(INPUT MATERIAL begins)

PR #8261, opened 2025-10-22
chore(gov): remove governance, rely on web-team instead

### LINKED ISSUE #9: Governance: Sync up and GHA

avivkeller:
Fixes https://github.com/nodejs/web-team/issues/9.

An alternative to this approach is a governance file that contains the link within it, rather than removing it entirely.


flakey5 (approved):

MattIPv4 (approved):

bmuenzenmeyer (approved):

(INPUT MATERIAL ends)

ACTION ITEM | Provide the number of lines above containing "team" and nothing else.

THE ANSWER | 2